Credo che sarebbe stata una brava insegnante, se avesse intrapreso la strada dell’insegnamento e visto quanto le piacciono i bambini, il risultato sarebbe stato più che scontato.
Sarebbe stata un’ottima insegnante.
Amata da tutti. In primis dal sottoscritto.
Ascoltai il suo racconto rapito, senza perdermi nemmeno una parola o una sua espressione facciale, fino a quando … beh, fino a quando non iniziai a ridere e quindi fui costretto a interromperla per essere sicuro di aver capito bene.
“Cioè … fammi capire, il primo giorno ti sei persa?”.
Bella, fintamente offesa, mi diede uno scappellotto sul collo, facendomi male.
Cazzarola! Avevo dimenticato quanto la mia ragazza menasse forte.

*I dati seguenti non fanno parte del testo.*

PR #1487, opened 2022-01-22
Fix meaning of playlist repeats and make playlists infinite

### LINKED ISSUE #1480: Tracks seem to always play twice
I don't quite understand how the music player is supposed to work but there is a more/less repeats button. If I set it to 1, each track plays twice, but if I set it to 0, nothing plays at all! Surely this is not how it's supposed to work?

Flamefire:
The repeats now actually mean repeats, i.e. a value of 1 repeats the song once, playing it twice.
On ordered playlists this will play each song N+1 times before starting the next.
For random playlists it doesn't matter much, but a higher value basically increases the chance of playing the same song again, up to N+1 times (in total).
After all songs of the playlist have been player N+1 times the whole playlist is reshuffled (if set) and restarted.

Fixes #1480

Basically uses "Option 5" which should please everyone.

### DIFF
--- a/libs/s25main/Playlist.cpp
+++ b/libs/s25main/Playlist.cpp
@@ -3,6 +3,7 @@
 // SPDX-License-Identifier: GPL-2.0-or-later
 
 #include "Playlist.h"
+#include "helpers/containerUtils.h"
 #include "mygettext/mygettext.h"
 #include "s25util/Log.h"
 #include "s25util/StringConversion.h"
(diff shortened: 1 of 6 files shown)


libs/s25main/Playlist.cpp
```diff
@@ -12,81 +13,64 @@
...
+#include <stdexcept>
 
 namespace bnw = boost::nowide;
 
 Playlist::Playlist(std::vector<std::string> songs, unsigned numRepeats, bool random)
     : songs_(std::move(songs)), numRepeats_(numRepeats), random_(random)
 {
-    Prepare();
+    if(helpers::contains(songs_, std::string{}))
+        throw std::invalid_argument("Empty song passed");
```
Flow86, line 24: does this get catched somewhere? (and it should be `song**s**`

Flamefire:
@Flow86 *ping*

Flow86 (approved):

PR #1488, opened 2022-01-22
Fix drawing glitch on start

### LINKED ISSUE #1456: Wrongly drawn terrain when starting a game
When starting a game, one has a strange black border at the bottom. By moving the camera just a bit this is fixed but strange anyway:

grafik

Flamefire:
Move maxNodeAltitude from TerrainRenderer to GameWorldViewer

This field was initialized to late: In GenerateOpenGL
It is used by the GameWorldView constructor: Through the `Move` function which recalculates the first and last map points to draw based on the max height.
This moves makes the value available very early.

Also adds tests and a little refactoring of the `MoveTo` function (move the relative move into new `MoveBy`)

Fixes #1456


Flamefire:
@Flow86 This needs merging fast as it also contains the fix for the failing test on master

“Non ridere! Beh … sì. È stato così che ho conosciuto Marco e Francesca, la sua ragazza. Se volevo tornare a casa in tempo per la mia videochiamata quotidiana con Alice, allora dovevo chiedere per forza aiuto a qualcuno e così alla fine siamo diventati amici, visto che abbiamo fatto lo stesso viaggio di ritorno”.

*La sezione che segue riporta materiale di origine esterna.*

Issue #1481, opened 2021-12-29
SWAP File is getting bigger and bigger


Runshak:
Hi, I´m playing on a new MacBook Air with M1 CPU. I am playing a quite large MAP with 7 Players.

So far so good. But during playing the Game is building a SWAP-File. At the beginning it was just 50GB but now its already over 100GB. Is this normal? 
The Software is at the newest Version (0.9.1 )

Performance is until now acceptable. Only during saving the FPS are dropping down.

Spikeone:
@Runshak what does "quite large" exactly mean? What sizes are we talking about here?

stefson:
can you please provide us with the map you're playing?

Runshak:
Just need to know how to find out from a running game how big the size is. Or which files I have to attach

Runshak:
Hi,

The big swap-file I could solve after restarting my MacBook. I guess it was not an initial problem from RTTR. Maybe something went wrong because of MacOS. After restarting the whole System the SWAP file didn’t grow again and was just 5 GB.

Other issues during the game are:

- the in game stats of the players are empty. Just can watch myself
- big map can’t see details in the map overview in the game
- ressources are not always used from the storage building -> buildings around it don’t get their needs but the storage building is full of it
	so the resources are often transported very far from other places.
- in the Terminal you can see when an enemy (KI) give up the game. But ingame you don’t get a message about this.

The newest Replay, the newest Savegame, config.ini and ingameoptions.ini are attached to this mail （follow the Link).


Mit freundlichen Gruessen / Kind regards / 诚 挚 的 问 候

Markus Musterle

Spikeone:
> The newest Replay, the newest Savegame, config.ini and ingameoptions.ini are attached to this mail （follow the Link).

There is no link - at least I can't see any, please attach a zip file

Runshak:
Hi, the files are too big. Here the link again

https://www.icloud.com/iclouddrive/0a90ZYwSXSEXQxvgU0AEOkdhA#RTTR

Spikeone:
@Runshak requires a login

![grafik](https://user-images.githubusercontent.com/1276342/150757883-724a3bcc-8712-4483-adf9-1f439e43a4cd.png)

Runshak:
Hallo, 

 Markus Musterle ***@***.***) hat Sie eingeladen, den Ordner „ RTTR “ in Dropbox anzusehen. 

 Markus Musterle schreibt dazu:
[...]

PR #1491, opened 2022-01-30
Connect improvements: Show progress of map transfer and fix leaking network messages

Flamefire:
Major contribution here is: Add window showing the connection (and map transfer) progress
Oh yes: And an abort button to abort the connection while it is in progress.

This replaces the previous "Please wait" window with one showing actual progress.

“Perché era così importante quella videochiamata?”, chiesi, non conoscendo il vero motivo.
Alla mia domanda arrossì. “Beh … perché in fondo, molto in fondo, speravo che in una di quelle videochiamate ci fossi anche tu a salutarmi”, sussurrò.
Sorrisi. “Oh Bella … ma è una cosa bellissima. Anche io speravo di ricevere una chiamata da Christian in cui mi comunicava che tu … che tu eri tornata. Sono stato per giorni chiuso in casa a … a rimuginare su quello che era successo e poi …”, e poi scossi la testa. Non volevo dirle di quello che avevo sentito in quel momento, così cercai di cambiare argomento.
“Poi?”.
“Poi nulla. Il resto lo sai. Mio padre mi ha minacciato e così ho cominciato ad andare un po’ in giro”.
“Come … cos’è successo che ti ha fatto decidere a partire?”, mi chiese titubante.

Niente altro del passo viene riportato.